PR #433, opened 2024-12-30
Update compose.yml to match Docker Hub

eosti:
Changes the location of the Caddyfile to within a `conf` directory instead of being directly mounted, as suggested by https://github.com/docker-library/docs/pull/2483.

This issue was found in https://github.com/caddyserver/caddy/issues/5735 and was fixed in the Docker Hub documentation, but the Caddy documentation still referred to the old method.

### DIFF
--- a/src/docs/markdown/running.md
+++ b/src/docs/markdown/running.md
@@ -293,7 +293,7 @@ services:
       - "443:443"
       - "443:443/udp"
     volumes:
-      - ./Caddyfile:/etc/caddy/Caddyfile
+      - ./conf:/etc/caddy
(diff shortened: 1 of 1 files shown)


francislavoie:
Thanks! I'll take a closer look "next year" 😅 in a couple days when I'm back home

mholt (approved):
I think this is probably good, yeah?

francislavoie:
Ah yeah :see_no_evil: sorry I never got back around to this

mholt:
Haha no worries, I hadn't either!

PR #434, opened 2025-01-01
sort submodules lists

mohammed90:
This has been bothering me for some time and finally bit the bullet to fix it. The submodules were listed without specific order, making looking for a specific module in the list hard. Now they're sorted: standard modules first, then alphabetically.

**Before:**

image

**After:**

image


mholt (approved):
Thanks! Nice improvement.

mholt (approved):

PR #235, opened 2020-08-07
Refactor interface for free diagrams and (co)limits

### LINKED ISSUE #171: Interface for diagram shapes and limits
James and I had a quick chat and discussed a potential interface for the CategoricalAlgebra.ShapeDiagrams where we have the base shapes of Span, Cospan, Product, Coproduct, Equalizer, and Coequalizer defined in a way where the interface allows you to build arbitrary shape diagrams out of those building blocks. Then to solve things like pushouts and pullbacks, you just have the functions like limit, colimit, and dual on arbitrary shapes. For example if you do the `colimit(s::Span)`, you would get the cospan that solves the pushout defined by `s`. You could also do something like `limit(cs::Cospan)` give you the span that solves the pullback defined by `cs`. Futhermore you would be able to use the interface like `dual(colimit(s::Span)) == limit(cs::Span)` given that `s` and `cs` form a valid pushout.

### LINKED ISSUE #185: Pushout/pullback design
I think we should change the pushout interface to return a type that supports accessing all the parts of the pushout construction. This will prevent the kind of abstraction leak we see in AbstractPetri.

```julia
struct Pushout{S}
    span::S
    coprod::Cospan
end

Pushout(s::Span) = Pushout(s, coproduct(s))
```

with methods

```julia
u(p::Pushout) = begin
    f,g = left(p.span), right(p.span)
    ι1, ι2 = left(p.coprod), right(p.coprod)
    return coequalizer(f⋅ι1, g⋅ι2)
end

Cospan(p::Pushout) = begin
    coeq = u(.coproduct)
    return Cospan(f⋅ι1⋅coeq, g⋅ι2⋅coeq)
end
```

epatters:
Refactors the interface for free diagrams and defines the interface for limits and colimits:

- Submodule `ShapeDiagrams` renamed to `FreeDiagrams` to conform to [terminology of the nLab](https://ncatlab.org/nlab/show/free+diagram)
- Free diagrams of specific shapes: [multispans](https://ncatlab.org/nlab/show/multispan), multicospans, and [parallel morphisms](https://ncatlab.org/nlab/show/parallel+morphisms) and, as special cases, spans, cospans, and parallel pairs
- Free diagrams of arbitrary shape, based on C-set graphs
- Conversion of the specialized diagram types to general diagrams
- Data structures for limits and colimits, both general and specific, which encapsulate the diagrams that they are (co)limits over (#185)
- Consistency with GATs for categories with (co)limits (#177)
______________________________
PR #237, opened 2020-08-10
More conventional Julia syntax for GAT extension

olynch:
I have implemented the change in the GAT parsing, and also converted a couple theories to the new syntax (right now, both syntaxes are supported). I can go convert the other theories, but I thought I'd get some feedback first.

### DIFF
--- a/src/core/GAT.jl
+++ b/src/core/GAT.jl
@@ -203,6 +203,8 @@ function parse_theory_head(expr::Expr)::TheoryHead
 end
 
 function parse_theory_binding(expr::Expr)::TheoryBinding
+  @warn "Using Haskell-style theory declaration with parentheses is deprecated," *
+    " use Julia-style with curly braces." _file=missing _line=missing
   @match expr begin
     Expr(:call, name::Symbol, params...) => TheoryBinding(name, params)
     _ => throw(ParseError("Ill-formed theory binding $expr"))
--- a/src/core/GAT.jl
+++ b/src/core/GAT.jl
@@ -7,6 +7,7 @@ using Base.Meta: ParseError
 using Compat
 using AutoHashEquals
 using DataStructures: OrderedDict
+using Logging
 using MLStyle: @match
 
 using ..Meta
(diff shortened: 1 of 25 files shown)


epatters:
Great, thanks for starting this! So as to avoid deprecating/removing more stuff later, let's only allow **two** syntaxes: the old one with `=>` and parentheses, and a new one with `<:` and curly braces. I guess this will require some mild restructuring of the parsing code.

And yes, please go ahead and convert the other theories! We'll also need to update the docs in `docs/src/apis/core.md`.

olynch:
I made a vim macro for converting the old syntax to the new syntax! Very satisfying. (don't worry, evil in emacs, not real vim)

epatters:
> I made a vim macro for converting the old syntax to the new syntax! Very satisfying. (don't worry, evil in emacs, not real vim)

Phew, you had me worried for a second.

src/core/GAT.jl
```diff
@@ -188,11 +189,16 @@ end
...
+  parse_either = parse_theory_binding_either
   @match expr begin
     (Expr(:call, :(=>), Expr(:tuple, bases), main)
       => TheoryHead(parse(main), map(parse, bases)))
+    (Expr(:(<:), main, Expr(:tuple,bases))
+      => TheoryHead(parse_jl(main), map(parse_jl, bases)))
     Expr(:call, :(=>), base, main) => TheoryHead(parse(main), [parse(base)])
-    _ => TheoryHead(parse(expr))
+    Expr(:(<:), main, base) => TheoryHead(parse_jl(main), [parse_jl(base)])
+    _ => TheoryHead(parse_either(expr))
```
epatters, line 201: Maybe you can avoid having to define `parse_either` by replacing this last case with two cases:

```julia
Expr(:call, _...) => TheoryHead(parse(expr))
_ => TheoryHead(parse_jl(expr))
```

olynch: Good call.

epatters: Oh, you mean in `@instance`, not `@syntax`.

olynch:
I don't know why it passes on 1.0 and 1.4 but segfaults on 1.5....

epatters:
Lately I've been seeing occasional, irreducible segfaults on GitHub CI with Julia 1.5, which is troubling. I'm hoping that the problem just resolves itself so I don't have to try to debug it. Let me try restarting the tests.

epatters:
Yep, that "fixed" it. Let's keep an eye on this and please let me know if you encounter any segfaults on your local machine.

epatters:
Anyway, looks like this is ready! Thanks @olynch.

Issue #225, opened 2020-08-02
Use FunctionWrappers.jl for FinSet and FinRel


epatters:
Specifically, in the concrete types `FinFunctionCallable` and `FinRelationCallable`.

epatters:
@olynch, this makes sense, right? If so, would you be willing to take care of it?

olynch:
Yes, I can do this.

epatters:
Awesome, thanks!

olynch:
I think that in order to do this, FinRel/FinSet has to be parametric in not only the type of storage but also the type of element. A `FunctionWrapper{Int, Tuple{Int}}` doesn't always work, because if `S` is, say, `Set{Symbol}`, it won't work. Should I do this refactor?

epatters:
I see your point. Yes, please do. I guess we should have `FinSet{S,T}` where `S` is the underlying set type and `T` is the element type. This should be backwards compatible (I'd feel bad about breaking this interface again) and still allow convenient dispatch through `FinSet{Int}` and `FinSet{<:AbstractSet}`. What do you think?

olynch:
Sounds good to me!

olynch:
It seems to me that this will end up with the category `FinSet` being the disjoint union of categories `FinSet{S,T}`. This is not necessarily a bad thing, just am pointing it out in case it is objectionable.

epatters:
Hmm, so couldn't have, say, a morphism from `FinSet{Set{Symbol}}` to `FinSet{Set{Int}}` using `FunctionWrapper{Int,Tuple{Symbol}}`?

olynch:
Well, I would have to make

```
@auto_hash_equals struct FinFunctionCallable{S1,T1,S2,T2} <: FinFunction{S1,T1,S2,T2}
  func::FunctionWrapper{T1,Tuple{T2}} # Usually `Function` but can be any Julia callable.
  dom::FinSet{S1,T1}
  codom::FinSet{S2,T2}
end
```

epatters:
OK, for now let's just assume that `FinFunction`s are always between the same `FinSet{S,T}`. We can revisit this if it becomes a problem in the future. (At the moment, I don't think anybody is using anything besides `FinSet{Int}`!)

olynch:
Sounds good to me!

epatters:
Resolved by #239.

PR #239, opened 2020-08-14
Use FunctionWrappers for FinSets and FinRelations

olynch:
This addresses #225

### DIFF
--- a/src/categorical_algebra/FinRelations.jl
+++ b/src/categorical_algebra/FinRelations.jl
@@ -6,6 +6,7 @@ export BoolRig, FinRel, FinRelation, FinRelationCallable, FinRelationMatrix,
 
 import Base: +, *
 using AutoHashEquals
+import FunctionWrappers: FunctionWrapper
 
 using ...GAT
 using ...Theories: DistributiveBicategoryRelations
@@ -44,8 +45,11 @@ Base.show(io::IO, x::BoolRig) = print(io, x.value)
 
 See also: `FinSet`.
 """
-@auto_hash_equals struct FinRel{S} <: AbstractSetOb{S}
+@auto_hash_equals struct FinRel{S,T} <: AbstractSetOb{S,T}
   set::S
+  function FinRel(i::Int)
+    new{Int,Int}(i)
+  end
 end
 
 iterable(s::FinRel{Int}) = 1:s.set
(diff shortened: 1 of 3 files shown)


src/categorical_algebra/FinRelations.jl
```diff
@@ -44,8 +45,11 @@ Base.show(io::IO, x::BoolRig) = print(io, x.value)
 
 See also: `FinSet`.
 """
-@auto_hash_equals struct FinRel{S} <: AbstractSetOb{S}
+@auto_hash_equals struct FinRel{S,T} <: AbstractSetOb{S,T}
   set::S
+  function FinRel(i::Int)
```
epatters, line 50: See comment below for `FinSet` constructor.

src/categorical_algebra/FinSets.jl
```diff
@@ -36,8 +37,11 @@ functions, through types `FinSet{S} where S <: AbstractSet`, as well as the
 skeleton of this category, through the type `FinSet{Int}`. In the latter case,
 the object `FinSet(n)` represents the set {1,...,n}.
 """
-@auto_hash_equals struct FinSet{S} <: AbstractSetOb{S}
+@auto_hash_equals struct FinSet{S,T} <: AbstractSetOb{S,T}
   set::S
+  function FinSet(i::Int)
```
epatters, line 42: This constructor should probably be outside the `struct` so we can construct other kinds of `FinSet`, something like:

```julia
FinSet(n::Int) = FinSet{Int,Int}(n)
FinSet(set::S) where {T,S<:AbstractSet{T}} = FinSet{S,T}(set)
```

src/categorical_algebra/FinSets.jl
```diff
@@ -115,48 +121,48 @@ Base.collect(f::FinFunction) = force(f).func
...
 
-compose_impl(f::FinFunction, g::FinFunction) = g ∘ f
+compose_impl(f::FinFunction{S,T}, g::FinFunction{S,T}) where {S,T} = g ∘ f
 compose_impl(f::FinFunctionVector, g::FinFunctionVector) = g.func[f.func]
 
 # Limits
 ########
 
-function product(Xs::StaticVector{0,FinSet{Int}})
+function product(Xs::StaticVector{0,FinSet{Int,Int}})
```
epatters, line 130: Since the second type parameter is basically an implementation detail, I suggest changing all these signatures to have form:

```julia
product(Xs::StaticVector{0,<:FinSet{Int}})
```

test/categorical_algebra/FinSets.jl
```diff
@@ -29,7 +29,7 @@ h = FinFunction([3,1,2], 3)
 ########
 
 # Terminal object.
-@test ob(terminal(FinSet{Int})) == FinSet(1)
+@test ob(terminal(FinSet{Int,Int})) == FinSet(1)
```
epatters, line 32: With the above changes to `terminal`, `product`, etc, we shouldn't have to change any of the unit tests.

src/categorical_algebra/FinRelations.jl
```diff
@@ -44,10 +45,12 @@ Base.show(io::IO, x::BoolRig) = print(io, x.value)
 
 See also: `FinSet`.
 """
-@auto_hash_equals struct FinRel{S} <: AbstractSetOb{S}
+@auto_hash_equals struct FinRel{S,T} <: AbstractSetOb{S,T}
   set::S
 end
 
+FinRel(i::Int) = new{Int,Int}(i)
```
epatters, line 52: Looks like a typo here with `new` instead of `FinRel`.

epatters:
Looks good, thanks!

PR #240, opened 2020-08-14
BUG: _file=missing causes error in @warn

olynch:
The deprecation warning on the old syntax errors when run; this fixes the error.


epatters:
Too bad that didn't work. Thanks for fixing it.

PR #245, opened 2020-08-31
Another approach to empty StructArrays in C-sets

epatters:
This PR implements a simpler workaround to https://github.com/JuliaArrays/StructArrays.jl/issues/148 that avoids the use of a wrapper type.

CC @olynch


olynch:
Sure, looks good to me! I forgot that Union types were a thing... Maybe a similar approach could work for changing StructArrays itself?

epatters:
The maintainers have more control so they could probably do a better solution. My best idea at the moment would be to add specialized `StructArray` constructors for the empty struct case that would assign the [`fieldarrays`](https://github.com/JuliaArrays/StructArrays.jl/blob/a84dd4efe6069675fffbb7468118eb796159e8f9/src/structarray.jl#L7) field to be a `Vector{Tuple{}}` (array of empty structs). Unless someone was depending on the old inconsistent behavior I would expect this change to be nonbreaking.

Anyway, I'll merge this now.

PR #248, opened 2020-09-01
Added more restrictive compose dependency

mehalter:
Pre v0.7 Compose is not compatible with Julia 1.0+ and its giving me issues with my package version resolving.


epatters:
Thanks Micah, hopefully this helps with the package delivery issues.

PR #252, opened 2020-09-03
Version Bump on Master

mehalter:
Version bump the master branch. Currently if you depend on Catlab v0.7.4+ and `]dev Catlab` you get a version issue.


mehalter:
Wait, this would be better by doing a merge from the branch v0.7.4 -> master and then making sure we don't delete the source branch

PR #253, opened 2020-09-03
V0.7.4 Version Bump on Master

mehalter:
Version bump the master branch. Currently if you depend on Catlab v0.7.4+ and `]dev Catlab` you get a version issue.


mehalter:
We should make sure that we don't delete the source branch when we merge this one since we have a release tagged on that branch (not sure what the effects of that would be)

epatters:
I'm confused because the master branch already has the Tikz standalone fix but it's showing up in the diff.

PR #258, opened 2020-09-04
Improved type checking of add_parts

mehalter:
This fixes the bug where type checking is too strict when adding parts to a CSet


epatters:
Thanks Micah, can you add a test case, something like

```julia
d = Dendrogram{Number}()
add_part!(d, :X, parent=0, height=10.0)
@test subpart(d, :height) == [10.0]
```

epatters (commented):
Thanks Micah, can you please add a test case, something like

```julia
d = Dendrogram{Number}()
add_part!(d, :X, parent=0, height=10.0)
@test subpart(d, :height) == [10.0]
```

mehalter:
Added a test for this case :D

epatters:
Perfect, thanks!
______________________________
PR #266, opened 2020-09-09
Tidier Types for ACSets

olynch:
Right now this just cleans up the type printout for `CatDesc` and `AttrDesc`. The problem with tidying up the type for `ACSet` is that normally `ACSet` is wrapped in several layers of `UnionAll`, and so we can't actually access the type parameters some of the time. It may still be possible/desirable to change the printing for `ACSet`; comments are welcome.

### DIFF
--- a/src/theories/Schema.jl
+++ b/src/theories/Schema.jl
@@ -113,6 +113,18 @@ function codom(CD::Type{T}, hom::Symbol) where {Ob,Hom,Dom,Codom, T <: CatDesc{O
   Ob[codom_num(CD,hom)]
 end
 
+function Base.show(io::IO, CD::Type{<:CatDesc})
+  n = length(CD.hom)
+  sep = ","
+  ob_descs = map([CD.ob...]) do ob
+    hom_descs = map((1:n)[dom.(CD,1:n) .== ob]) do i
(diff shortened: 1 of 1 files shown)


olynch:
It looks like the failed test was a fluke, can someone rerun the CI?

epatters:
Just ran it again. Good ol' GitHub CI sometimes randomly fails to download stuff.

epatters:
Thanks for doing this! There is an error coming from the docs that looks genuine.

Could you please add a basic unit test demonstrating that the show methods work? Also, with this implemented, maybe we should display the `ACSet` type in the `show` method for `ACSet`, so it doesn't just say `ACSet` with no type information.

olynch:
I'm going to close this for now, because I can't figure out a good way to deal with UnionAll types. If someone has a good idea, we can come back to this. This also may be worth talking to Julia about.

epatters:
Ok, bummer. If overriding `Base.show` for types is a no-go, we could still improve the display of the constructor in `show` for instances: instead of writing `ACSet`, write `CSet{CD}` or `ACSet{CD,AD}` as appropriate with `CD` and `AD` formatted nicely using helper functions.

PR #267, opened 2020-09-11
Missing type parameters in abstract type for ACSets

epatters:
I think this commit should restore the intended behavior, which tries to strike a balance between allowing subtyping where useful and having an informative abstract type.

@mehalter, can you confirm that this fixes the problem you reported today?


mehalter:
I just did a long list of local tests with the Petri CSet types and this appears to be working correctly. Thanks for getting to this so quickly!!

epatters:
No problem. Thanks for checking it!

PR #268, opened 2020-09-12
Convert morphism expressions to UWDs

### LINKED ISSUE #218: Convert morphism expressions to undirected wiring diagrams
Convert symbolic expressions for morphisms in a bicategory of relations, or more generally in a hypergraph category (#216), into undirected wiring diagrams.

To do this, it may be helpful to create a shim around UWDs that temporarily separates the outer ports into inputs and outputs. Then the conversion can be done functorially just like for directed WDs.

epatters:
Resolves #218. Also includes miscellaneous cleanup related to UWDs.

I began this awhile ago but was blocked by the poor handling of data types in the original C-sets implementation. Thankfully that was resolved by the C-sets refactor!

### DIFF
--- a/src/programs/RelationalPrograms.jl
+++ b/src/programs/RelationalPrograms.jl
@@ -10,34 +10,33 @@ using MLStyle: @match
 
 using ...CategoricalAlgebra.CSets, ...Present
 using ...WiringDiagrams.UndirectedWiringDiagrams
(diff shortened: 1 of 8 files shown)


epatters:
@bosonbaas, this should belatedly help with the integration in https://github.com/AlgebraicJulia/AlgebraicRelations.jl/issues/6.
______________________________
**EXERCISE AIM**
Show the lines of the data that hold the word "macro".

**YOUR SOLUTION**
I made a vim macro for converting the old syntax to the new syntax! Very satisfying. (don't worry, evil in emacs, not real vim)
> I made a vim macro for converting the old syntax to the new syntax! Very satisfying. (don't worry, evil in emacs, not real vim)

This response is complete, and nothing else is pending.